With drinks - we had a rule that every second drink had to be plain water - "water's turn". It's more of an individual habit to get into because it's very hard to police. It was the compromise I made so as not to water down their juice too much. We had a friend at church who is noted for her extremely weak cordial - we reckoned she just waved the lid over the top. Really weak drinks, when you want something with flavour, is worse than plain water sometimes. So having a small amount of something sweet and tasty, followed by the water you should have had with it, was our compromise for the sake of health.
You may find resistance if you make too many changes too soon, but if you can switch to a fruit smoothie as I described instead of a glass of cola for example, you might find them enjoying it.
My kids get the occasional glass of soft drink, but we also have to watch the caffeine content (bear it in mind). The caffeine free colas we can get are also sugar-free.
And that fruit smoothie of mine - you can freeze it into ice block moulds (put a stick in each one) and that is a good treat as well. You may need to individualise them - a couple of my kids hate banana in a drink, so I substitute mango - and to make it an intense deep pink, you only need 1-2 raspberries.
You can do milk ones too, with banana, maybe malted milk powder, a dash of chocolate powder if you want and a raw egg. When I've had kids unable to face breakfast, I've made this for them.
Breakfast - check the cereal, chances are it's high in sugar and sodium. I've switched carbs to high-fibre, so muesli is now our breakfast of choice. But muesli can also be individualised. Toasted muesli is also higher in fat & sugar, so watch it.

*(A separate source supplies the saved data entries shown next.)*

Issue #1741, opened 2024-05-10
SQL checking waits for everything queued to compile to binary


blp:
When there are one or more programs compiling, the SQL compiler isn't invoked to check syntax until everything in the queue has finished compiling, so the user receives no feedback until then.

It would be better to check SQL syntax immediately even if the Rust binary won't be made available until later.

mihaibudiu:
I don't think this is an issue with the SQL compiler, so I will remove this tag

lalithsuresh:
Related issue: https://github.com/feldera/feldera/issues/1482

PR #2992, opened 2024-11-20
pipeline-manager: compiler server improvements including caching

snkas:
Addresses the following in the compiler server:
- Rust compilation now uses caching, such that a program with the same Rust code will not be recompiled but instead the already existing binary is used. Whether a program already exists in the cache is determined by a source checksum which is calculated over all the inputs that should influence it, including platform version.
- Decouple SQL and Rust compilation: when there is an ongoing Rust compilation (which can take quite some time), SQL compilation (i.e., validation) continues to work for other pipelines.
- More thorough cleanup of SQL and Rust compilation artifacts, which prevents the unnecessary buildup of disk usage over time.
- Versioning of the platform through the use of `platform_version`. Legacy pipelines that are already running will continue to run. Starting a legacy pipeline anew will trigger an automatic upgrade and recompilation, after which it will start. This is through the use of the "early start" mechanism, in which a pipeline can already be issued the `/start` irrespective of the program status. The pipeline deployment will becomes `Failed` if the program fails or has failed to compile.

The working directory is restructured to separate the compiler working directory from that of the local-runner. Within the compiler working directory, SQL and Rust compilation are also separated, as they are now decoupled. This significantly simplifies working directory maintenance, as it is clear where which state is stored and used by what.

**Related issues:**
- Fixes: https://github.com/feldera/feldera/issues/1741

**Next PR:**
- Field filters for API server endpoints GET pipeline(s) endpoints to reduce size (new `main_rust` in `program_info` can be large)
- Additional tests beyond the database tests

**Future work PRs:**
- Retain the cache longer instead of deleting it immediately in the next cleanup cycle
- Regularly report disk space usage in the logs
- Add a `/recompile` endpoint to trigger recompilation manually rather than needing a trivial edit
- Improve handling of `Cargo.lock`
- Allow passing SQL compiler flags
- Support for multiple compiler servers

**Steps to test the automatic upgrade:**
1. Run manager: `cargo run --package=pipeline-manager --features pg-embed --bin pipeline-manager -- --dev-mode`
2. Create one of the demos, wait for it to compile and start it
3. Terminate the manager from step (1)
4. Run manager with a new platform version: `cargo run --package=pipeline-manager --features pg-embed --bin pipeline-manager -- --dev-mode --platform-version v2`
5. Start the demo again (you'll have to shut it down if you have not before), it should now compile again and then afterwards will automatically start
6. The manager logs are informative to what is happening

**Remaining tasks for this PR:**
- [x] Upgrading based on `platform_version` (@snkas)
- [x] Implicit upgrade when issuing `/start` (@snkas)
- [x] UI: handle `SqlCompiled` and program configuration JSON dialog (@Karakatiza666)
- [x] fda: handle `SqlCompiled` and program configuration `cache` (@snkas) -- It does not yet support providing a value for `cache`, instead just does not provide it which means it uses default (`true`).
- [x] python: handle `SqlCompiled` and program configuration `cache` (@snkas) -- It does not yet support providing a value for `cache`, instead just does not provide it which means it uses default (`true`).


Karakatiza666 (approved):

crates/pipeline-manager/src/api/mod.rs
```diff
@@ -470,10 +485,12 @@ Web console URL: {}
 API server URL: {}
 Documentation: https://docs.feldera.com/
 Version: {}
+Platform version: {}
```
gz, line 488: I'd not display this since we probably want to get rid of this

crates/pipeline-manager/src/compiler/main.rs
```diff
@@ -0,0 +1,268 @@
...
+            }
+            .into());
+        }
+    }
+    Ok(())
+}
+
+/// Retrieves the binary executable.
+#[get("/binary/{pipeline_id}/{program_version}/{source_checksum}/{integrity_checksum}")]
+async fn get_binary(
```
gz, line 70: seems strange that client has to provide a checksum to get a binary?

crates/pipeline-manager/src/compiler/main.rs
```diff
@@ -0,0 +1,268 @@
...
+    // Retrieve URL encoded parameters
+    let path_parameters = req.match_info();
+    let pipeline_id =
+        decode_url_encoded_parameter("pipeline_id", path_parameters.get("pipeline_id"))?;
+    let program_version =
+        decode_url_encoded_parameter("program_version", path_parameters.get("program_version"))?;
+    let source_checksum =
+        decode_url_encoded_parameter("source_checksum", path_parameters.get("source_checksum"))?;
+    let integrity_checksum = decode_url_encoded_parameter(
+        "integrity_checksum",
```
gz, line 83: what's the difference between source and integrity checksum? can we document it somewhere?

crates/pipeline-manager/src/compiler/rust_compiler.rs
```diff
@@ -0,0 +1,1055 @@
...
+/// Performs the Rust compilation:
+/// - Calculate source checksum across fields for cache lookup
+/// - Perform cache lookup using the source checksum:
+///   - If a binary already exists for that source checksum, return that
+///   - Otherwise, set up the working directory for the Rust compiler
+///     and call it in order to generate the binary
+///
+/// Returns the program binary URL, source checksum, integrity checksum,
+/// duration and whether it was cached.
+#[allow(clippy::too_many_arguments)]
```
gz, line 345: maybe we need a UDF struct

crates/pipeline-manager/src/compiler/sql_compiler.rs
```diff
@@ -0,0 +1,533 @@
...
+/// for instance the database becomes temporarily unreachable.
+const POLL_ERROR_INTERVAL: Duration = Duration::from_millis(30_000);
+
+/// The frequency at which during SQL compilation it is checked whether
+/// the process has finished and as well whether it needs to be canceled
+/// if the program is outdated.
+const COMPILATION_CHECK_INTERVAL: Duration = Duration::from_millis(250);
+
+/// The frequency at which the deletion of SQL compilation directories of deleted pipelines occurs.
+const CLEANUP_INTERVAL: Duration = Duration::from_millis(10_000);
```
gz, line 44: Make this higher?

crates/pipeline-manager/src/compiler/sql_compiler.rs
```diff
@@ -0,0 +1,533 @@
...
+use uuid::Uuid;
+
+/// The frequency at which the compiler polls the database for new SQL compilation requests.
+/// It balances resource consumption due to polling and a fast SQL compilation response.
+const POLL_INTERVAL: Duration = Duration::from_millis(250);
+
+/// The poll frequency when an unexpected database error occurred.
+/// This is set relatively long to not flood the logs when
+/// for instance the database becomes temporarily unreachable.
+const POLL_ERROR_INTERVAL: Duration = Duration::from_millis(30_000);
```
gz, line 36: `from_secs`?

crates/pipeline-manager/src/compiler/sql_compiler.rs
```diff
@@ -0,0 +1,533 @@
...
+    fs,
+    process::Command,
+    sync::Mutex,
+    time::{sleep, Duration},
+};
+use uuid::Uuid;
+
+/// The frequency at which the compiler polls the database for new SQL compilation requests.
+/// It balances resource consumption due to polling and a fast SQL compilation response.
+const POLL_INTERVAL: Duration = Duration::from_millis(250);
```
gz, line 31: seems excessive? 1sec?

crates/pipeline-manager/src/compiler/sql_compiler.rs
```diff
@@ -0,0 +1,533 @@
...
+                    error!("SQL compilation canceled: unexpected database error occurred: {e}");
+                }
+            }
+        }
+
+        // Wait
+        if unexpected_error {
+            sleep(POLL_ERROR_INTERVAL).await;
+        } else {
+            sleep(POLL_INTERVAL).await;
```
gz, line 101: IMO this should only sleep after it has determined that there isn't any new work waiting?

crates/pipeline-manager/src/compiler/sql_compiler.rs
```diff
@@ -0,0 +1,533 @@
...
+                Some(exit_status) => break exit_status,
+            },
+            Err(e) => {
+                return Err(SqlCompilationError::SystemError(
+                    CommonError::io_error("waiting for SQL compilation process".to_string(), e)
+                        .to_string(),
+                ));
+            }
+        }
+        sleep(COMPILATION_CHECK_INTERVAL).await;
```
gz, line 395: same as above

crates/pipeline-manager/src/compiler/main.rs
snkas: It's the pipeline itself retrieving it, the main motivation to add the checksum is add a triple check that it gets exactly what it wants (both source checksum and integrity checksum matching). It's auto-generated and not user-facing.

crates/pipeline-manager/src/compiler/main.rs
snkas: It's documented in the `PipelineDescr` (`pipeline-manager/src/db/types/pipeline.rs`):

```
    /// Combined checksum of all the inputs that influenced Rust compilation to a binary.
    pub program_binary_source_checksum: Option<String>,

    /// Checksum of the binary file itself.
    pub program_binary_integrity_checksum: Option<String>,
```

It's also written in the SQL migration.

crates/pipeline-manager/src/compiler/rust_compiler.rs
snkas: They're currently individual fields stored, and at least currently there will be no more UDF fields that will be added, hence I would keep them separate. In general, we could consider a "program" struct at some point, depending on how complex of an object that will evolve to become as a whole.

crates/pipeline-manager/src/compiler/sql_compiler.rs
snkas: True, I'll increase it to sixty seconds

crates/pipeline-manager/src/compiler/sql_compiler.rs
snkas: The reason for the frequent polling is that:
(1) It directly adds to the user getting feedback on SQL compilation, hence 1 second would mean 1 second of added latency
(2) There is only 1 SQL compiler and 1 Rust compiler currently, as such the strain on the database seems limited with 4+4 requests/s.

Does the above seem alright? Or would it be too much strain / is there another consideration?

crates/pipeline-manager/src/compiler/sql_compiler.rs
snkas: For this particular line, it checks the status of the process at an interval, as such this sleep seems appropriate?

crates/pipeline-manager/src/compiler/sql_compiler.rs
snkas: For both SQL and Rust compiler

crates/pipeline-manager/src/compiler/sql_compiler.rs
snkas: I'll set the polling of Rust compiler every half a second.

snkas: In future work, there would be a database notification mechanism.

crates/pipeline-manager/src/compiler/sql_compiler.rs
snkas: Added that the compilation attempt now returns `Ok(bool)` with boolean indicating found or not, and then only sleeping very shortly if it is true.

crates/pipeline-manager/src/compiler/sql_compiler.rs
lalithsuresh: More like 10 minutes?

crates/pipeline-manager/src/compiler/sql_compiler.rs
lalithsuresh: @snkas is there a reason we're polling instead of using the listen/notify mechanism?

lalithsuresh: Ideally, we'd use the listen/notify mechanism instead of polling.

lalithsuresh: Note that the UI also polls every second (I think?) for compilation status, which can make this feel even less responsive if the polling interleavings get unlucky.

snkas: Yes, it's an unfortunate side-effect of async compilation. With the listen/notify mechanism, only UI polling should be effectively left.

In the "Field filters for API server endpoints GET pipeline(s) " it will also provide a light-weight endpoint that can be more frequently polled by the UI.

And remember, just because the ads tell you how healthy it is and good for kids - it ain't necessarily so. Things like muesli bars, yogurt bars, fruit straps, fruit bars - read the fine print. Sometimes the only fruit in it is the picture on the box.
What you cook yourself, you know what's in it. Anything else - pure guesswork. And you can be sure that if they're trying to make money, they'll pad it out with cheap carbs. I bought a rice paper roll from a health food bar thinking it would be good for me, full of sliced grilled chicken fillet, sprouts, lettuce and other good things - it was about 50% rice vermicelli. OK for kids, but not for me on a low carb diet.
In summary - you need the kids on side. For this, you need three things -
1) Education. They need to understand why this is better for them, and to really embrace it; and
2)Taste. Win them over by showing them how much more delicious it can be.
3) Moderation. There is always room for comfort food, let them know it's not goodbye forever to the junk. But junk in moderation, at the right time and for the right reasons. Never medicate with food - if a kid is unhappy, find another positive thing to do with them. For example, when easy child 2/difficult child 2 broke off with her first serious boyfriend and he really hurt her, we tried retail therapy. He had blogged all over the Internet that "she's got the maturity of a 12 year old and the boobs to match" so we bought her a couple of lovely lacy blouses which really emphasised her cleavage! A slab of cake would have been gone in minutes and she still would have felt miserable. But every time she wore one of those blouses, it was a mental thumbing of her nose to the ex.
I hope this helps.
One last thing - my sister in law just went on the CSIRO diet (an Aussie thing, very good). She cooked a meal from the diet book and served it to her family. Even though they're all thin and don't need to diet, they told her to go ahead and cook more, this stuff tastes great!